__Exercise prompt__: Look through the entries below for the string "files", and copy each line where it is found.

__Provided material__:

• • • • • • •

PR #1274, opened 2015-08-22
Add remote random spec

KadekM:
#1257

PR #1299, opened 2015-09-08
do-not-merge

KadekM:
... trying to find problem

### DIFF
--- a/src/core/Akka.Remote.Tests.MultiNode/LookupRemoteActorMultiNetSpec.cs
+++ b/src/core/Akka.Remote.Tests.MultiNode/LookupRemoteActorMultiNetSpec.cs
@@ -62,7 +62,7 @@
             }
         }
 
-        [MultiNodeFact]
+        //[MultiNodeFact]
         public void LookupRemoteActorSpecs()
         {
             RunOn(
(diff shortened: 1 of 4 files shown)


Aaronontheweb:
think it could be the `Resizer` that's causing the problem?

KadekM:
Yes - i have done some poking around it. SomeActor receives 'hit' resize is initiated, at first is resized by one (all's good), but then another and another resizing starts to happen...

KadekM:
(another resizimgs happen before 'hits' are sent... I will try play with for some more later in the day...

Aaronontheweb:
We've had issues with the Resizer before - it's somewhat imprecise. I wouldn't be surprised if that was the culprit.

rogeralsing:
Should this also be closed as the Resizer problem was found and fixed?

Aaronontheweb:
@rogeralsing senor @KadekM should re-integrate that change into this PR and uncomment out the failing test and see if that resolves the issue.

KadekM:
@Aaronontheweb: the test is on dev brach - it was never commented out. Issue was patched before PR which was commenting it out was merged (#1302), thus those test pass (whole *RoundRobinSpec) and this issue should by resolved.

KadekM:
Do not close yet please... there still seems to be something wrong (#1274) spec just failed.

Aaronontheweb:
No worries - we'll keep it open

PR #1302, opened 2015-09-09
Ignore one test as per #1301

KadekM:
#1301

PR #1304, opened 2015-09-09
Fix for Issue 1301

### LINKED ISSUE #1301: Imprecise Resizer
There seems to be issue with Resizer, not resizing properly (resizing too much?).

It can be observed with on this test.
https://github.com/akkadotnet/akka.net/blob/dev/src/core/Akka.Remote.Tests.MultiNode/RemoteRoundRobinSpec.cs#L169

which is failing our builds, hence I will comment it out until we resolve this issue.

KadekM:
Should fix #1301 

If build server agrees then #1302 does should not be merged.


rogeralsing:
:+1:

Issue #1291, opened 2015-09-03
Multiple active result sets exception


sadprofessor:
we occasionally see an exception coming from SQL akka persistence moaning about multiple active result sets not being supported. Might it need enabling?

	`System.Data.dll!System.Data.SqlClient.SqlInternalConnectionTds.ValidateConnectionForExecute(System.Data.SqlClient.SqlCommand command)	Unknown
 	System.Data.dll!System.Data.SqlClient.SqlConnection.ValidateConnectionForExecute(string method, System.Data.SqlClient.SqlCommand command)	Unknown
 	System.Data.dll!System.Data.SqlClient.SqlCommand.ValidateCommand(string method, bool async)	Unknown
 	System.Data.dll!System.Data.SqlClient.SqlCommand.RunExecuteReader(System.Data.CommandBehavior cmdBehavior, System.Data.SqlClient.RunBehavior runBehavior, bool returnStream, string method, System.Threading.Tasks.TaskCompletionSource<object> completion, int timeout, out System.Threading.Tasks.Task task, bool asyncWrite)	Unknown
 	System.Data.dll!System.Data.SqlClient.SqlCommand.BeginExecuteReaderInternal(System.Data.CommandBehavior behavior, System.AsyncCallback callback, object stateObject, int timeout, bool asyncWrite)	Unknown
 	System.Data.dll!System.Data.SqlClient.SqlCommand.BeginExecuteReaderAsync(System.Data.CommandBehavior behavior, System.AsyncCallback callback, object stateObject)	Unknown
 	mscorlib.dll!System.Threading.Tasks.TaskFactory<System.Data.SqlClient.SqlDataReader>.FromAsyncImpl<System.Data.CommandBehavior>(System.Func<System.Data.CommandBehavior,System.AsyncCallback,object,System.IAsyncResult> beginMethod, System.Func<System.IAsyncResult,System.Data.SqlClient.SqlDataReader> endFunction, System.Action<System.IAsyncResult> endAction, System.Data.CommandBehavior arg1, object state, System.Threading.Tasks.TaskCreationOptions creationOptions)	Unknown
[...]

PR #1306, opened 2015-09-10
Query mechanism for Akka.Persistence SQL-based journals

Horusiath:
**WARNING**: this PR contains breaking changes for SQL-based plugins. After merging, changes should be applied in dependent sql plugins. Querying mechanism should also be documented.

### Changes regarding Akka.Persistence

- All `Akka.Persistence` messages from now implement structural equality and meaningfull `ToString` messages.
- Some of the message constructors have been hardened with requirement for not-null arguments.
- All Persistence specs use xUnit2 `ITestOutputHelper` for spec output logging.
- More meaningfull error messages, when journal/snapshot plugin couldn't be loaded because dependent module it's not linked by user project.

### Changes regarding Akka.Persistence.Sql.Common

- Querying mechanism - now user can query the journal using `Query` message. Message may contain set o `IHint` instances used to filter the data (currently only Manifest field and collection of PersistenceIds are supported, more to be written in the future). Response is collection of `QueryResponse` messages containing events filtered for query followed by `QuerySuccess` message which finishes response transmission. If an error occurred final message send is `QueryFailure` message
- **(breaking change)** Database column `PayloadType` has been renamed to `Manifest`. Now it's more general and can contain user defined manifests if necessary.
- SQL-based journals can now use common abstraction in form of `SqlJournal` class. This simplifies further plugin development and handles query messages.
- Attached new project `Akka.Persistence.Sql.Common.TestKit` that contains `SqlJournalQuerySpec` to be inherited by dependent plugins specs in order to verify if querying is working correctly.
- Extracting connection string from either HOCON or App.config is now handled at this library level.

### Changes regarding Akka.Persistence.SqlServer

- `Akka.Persistence.SqlServer` is again joined into core repo - reason for that is that `Akka.Persistence.Sql.Common` contained dead code, that was not used/tested anywhere in core solution. Me and @rogeralsing agreed that at least one sub-plugin should be presented here.
- Plugin has been updated to use features from the current `Akka.Persistence.Sql.Common` lib.
- Extension will now log at `Warning` level info, if used connection string don't specify *MultipleActiveResultSets=True*, as it may be reason of future problems. /cc #1291
- Journal will also log at `Error` level if after insertion command will return result other than *1* for any reason (which is not a desired behavior).


Aaronontheweb:
Weird... why didn't the build server pick this up?

Aaronontheweb:
Ah, figured it out - the timestamp of this commit is from August 18th, so TC won't pick it up.

Could do the following and update the timestamp to present time? http://stackoverflow.com/questions/454734/how-can-one-change-the-timestamp-of-an-old-commit-in-git

Horusiath:
@Aaronontheweb all tests except those, which require SQL Server to be initialized, have passed.

Horusiath:
I've introduced few more changes:

- No more `DbConnection` caching - now it's created from scratch for each operation.
- `SnapshotStore` delete methods are now async (to reflect incomming changes on akka 2.4).
- Whole sql persistence API has been remade with asyn/await in mind.

rogeralsing:
error occurred while establishing a connection to SQL Server. The server was not found or was not accessible. Verify that the instance name is correct and that SQL Server is configured to allow remote connections.

Horusiath:
@rogeralsing @Aaronontheweb Builds are passing. Could you review the changes?

Issue #1292, opened 2015-09-04
Unable to use await while message processing


alexkool:
Scheme:
`System -> MasterActor -> ChildrenActors.`

We pass `MsgReqBalance` message `MaserActor` in foreach loop we trying to `Ask<MsgRespBalance>(new MsgReqBalance())` all children and get blanace from all children. If we try to use `awat` we will fall while getting `Context` in `MasterActor`

so. This code raise an error `There is no active ActorContext, this is most likely due to use of async operations from within this actor.`:
```
    public async void Handle(MsgReqBalance message)
        {
            List<BalanceEntry> entries = new List<BalanceEntry>();
            foreach (var clientActor in Context.GetChildren())
            {
                var resp = await clientActor.Ask<MsgRespBalance>(new MsgReqBalance(), ActSys.OperationTimeout);
                entries.Add(resp.BalanceEntry);
            }
            Context.Sender.Tell(new MsgRespComplexBalance() // << here we fall
            {
                BalanceEntries = entries
            });
        }
```

but this code works fine:
```
    ConcurrentBag<BalanceEntry> entries = new ConcurrentBag<BalanceEntry>();
    var actions = Context.GetChildren().Select(actor => new Action(() =>
    {
        var task = actor.Ask<MsgRespBalance>(new MsgReqBalance(), ActSys.OperationTimeout);
        task.Wait();
        entries.Add(task.Result.BalanceEntry);
    }));
    Parallel.Invoke(actions.ToArray());
    Context.Sender.Tell(new MsgRespComplexBalance()
    {
        BalanceEntries = entries.ToList()
    });
```
The goal is using `Parallel.Invoke`. It blocks the execution but code works!

Please explain why this is so.

alexkool:
I found the another way :)
before using `await` I save the sender:
`var sender = Context.Sender;`

and then:
```
sender.Tell(new MsgRespComplexBalance()
            {
                BalanceEntries = entries
            });
```
So. We can use `await` in this way! all tests are passes)

Horusiath:
Using `async/await` and `Ask` between the actors is generaly a strong anti-pattern: it results in suboptimal performance and introduces races (just like in your case). Not mentioning that `Parallel.Invoke` will actually actively block your actor untill all of the messages will arrive.

alexkool:
thanks for a comment! 
*suboptimal and are obsoleted* sorry, I dont know that
If u can, please write a sample.
Regards!

Caldas:
[...]

PR #1308, opened 2015-09-11
Support of "await" continuation

vchekan:
I know, I know, there were several (heated) discussions about async support for actor model (#946), also there were some blogs and documentation, encouraging usage of PipeTo.

Why am I trying to do it again than? The answer is, because PipeTo, UntypedActor.RunTask, etc are not support of async, but a synchronous invocation of asynchronous operation. 

I do understand the reasoning behind it. State of the actor can change after "await" and it might introduce subtle bugs and make code less reliable.

But let's think about some use cases one more time. Lets say I have a dynamic configuration module, which does long http polls. (https://www.consul.io/) When change in config happen, the module will receive a response from http, update its internal configuration structures, and issue another poll. 
  At the same time this module is responsible for handling "get me config X" requests. Obviously, if long poll was issued with PipeTo, all requests to get configuration property will be queued and not handled. So this is not the way to go.

In general, c# programmers are well trained by now, that Task.Run means no lock, so the behavior of PipeTo comes as a surprise.

Once I learn limitations of PipeTo, I started thinking, how to work around it. At first, I thought about having another child actor, which would do only polls, thus freeing configuration component to respond to configuration property requests. But it would complicate otherwise simple code. And I thought about all other cases, when I need to perform async action in actor. 

Next iteration was to execute polling in a dedicated thread, separate from actor, and send messages to "self" with updates. This would solve async problem, but what about supervision? The main point of akka is to supervise the code which is prone to failures. And http request is exactly the code, I would like to keep an eye on. But now it is executed in a separate thread, and I have to resort to old school try-catch. Still not the experience I want from akka.

So I started to think that what "await" does is so similar to akka's mailbox. In fact, Await split the function into "before await" and "after await" functions. When 1st function is complete, the second one is invoked with result from the previous one. What if I could intercept this moment and instead of invoking the invisible function after "await", send it to the actor's mailbox? This way, every span of code which is split by "await" becomes a message and is routed through actor's mailbox.

Luckily I do have experience with doing exactly this. The fundamental fifference between "await" and Task.ContinueWith is that await will check for presence of SynchronizationContext, and if present, will delegate invocation of continuation to the context. With custom context set, we can schedule execution of continuation as a message to ourselves. And this is exactly what this patch does. I introduce new type of message, AsyncContinuation, set async context before handling the message to capture asyncs, and when task is done, it delegates continuation to my sync context, which delegates it to the actor's mailbox. I even manage to preserve Sender, so it is set correctly even after "await" (which solves #1292). Pay attention to the way I do async. Instead of spawning a task, I mark OnReceive as async. This means that the code before 1st await has System Self and Sender set up properly. After await is scheduled to be executed through mailbox, so context is set up properly again. It seems to me, my solution solves context problem completely.

But I can see a problem. For example, I have no idea how FSM would work.
Another problem is that actor state can change between awaits. If you have someting like

    if(_myList.Length == 0) {
        await _myList.Add(LoadList());
bad things may happen, because by the time load is complete, list might be not empty anymore. This problem cant be solved with akka, and developer must be aware of await side effects.

I am not too confident in unit test at the moment, not sure how to test it properly. Because Dispatch can schedule different runs onto different threads, I can't validate that multiple messages are not executed simultenously. So test needs improvement. But debugging indicates that code does right things.

Let me know what do you think.

### DIFF
--- a/src/core/Akka.Tests/Actor/AkkaSyncContextSpec.cs
+++ b/src/core/Akka.Tests/Actor/AkkaSyncContextSpec.cs
@@ -43,13 +43,12 @@ namespace Akka.Tests.Actor
                 switch(message as string)
                 {
                     case "start":
-                        var sender = Sender;
                         System.Diagnostics.Debug.WriteLine("{0:O} Before async thread: {1}", DateTime.Now, Thread.CurrentThread.ManagedThreadId);
                         await Task.Delay(100);
                         System.Diagnostics.Debug.WriteLine("{0:O} After async thread: {1}", DateTime.Now, Thread.CurrentThread.ManagedThreadId);
                         Thread.Sleep(300);
                         System.Diagnostics.Debug.WriteLine("{0:O} After sleep thread: {1}", DateTime.Now, Thread.CurrentThread.ManagedThreadId);
-                        sender.Tell("finish");
+                        Sender.Tell("finish");
                         break;
                     case "start2":
                         System.Diagnostics.Debug.WriteLine("{0:O} Got start2 in thread {1}", DateTime.Now, Thread.CurrentThread.ManagedThreadId);
--- a/src/core/Akka.Tests/Actor/AkkaSyncContextSpec.cs
+++ b/src/core/Akka.Tests/Actor/AkkaSyncContextSpec.cs
@@ -1,0 +1,65 @@
+﻿using System;
+using System.Collections.Generic;
+using System.Linq;
+using System.Text;
+using System.Threading;
+using System.Threading.Tasks;
+using Akka.Actor;
+using Akka.Event;
+using Akka.TestKit;
+using Xunit;
+
+namespace Akka.Tests.Actor
+{
+    public class AkkaSyncContextSpec : AkkaSpec
+    {
+        private readonly IActorRef _actor;
+
+        [Fact]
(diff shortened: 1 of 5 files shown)


Aaronontheweb:
> But I can see a problem. For example, I have no idea how FSM would work.
> Another problem is that actor state can change between awaits. If you have someting like

> if(_myList.Length == 0) {
>    await _myList.Add(LoadList());
> bad things may happen, because by the time load is complete, list might be not empty anymore. This > problem cant be solved with akka, and developer must be aware of await side effects.

This problem is currently solved by Akka, which is why our long-standing position about `await` and `PipeTo` is what it is. It's not because we hate async, but rather because `async` / `await`'s design isn't compatible with the conceptual integrity of Akka.NET actors. Actors internal state is inherently thread-safe because they process messages serially and mutate their state synchronously - that's one of about the sacrosanct concepts behind the project.

If you need to do long-polling, write an actor who polls. Better yet: use sockets and eliminate the need for polling to begin with.

rogeralsing:
1. Synchronizationcontext should only be used by threads you own, not someone röses threads. 

2. Setting/restoring sync context in the receive pipeline will severely degrade performance of normal messages.

Async await is a "nice to have" feature, it should not come with a cost for the standard pipeline

rogeralsing:
Autocorrection :-/ "someone Elses"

• • • • • • •

__Solution below__:
(diff shortened: 1 of 4 files shown)
(diff shortened: 1 of 5 files shown)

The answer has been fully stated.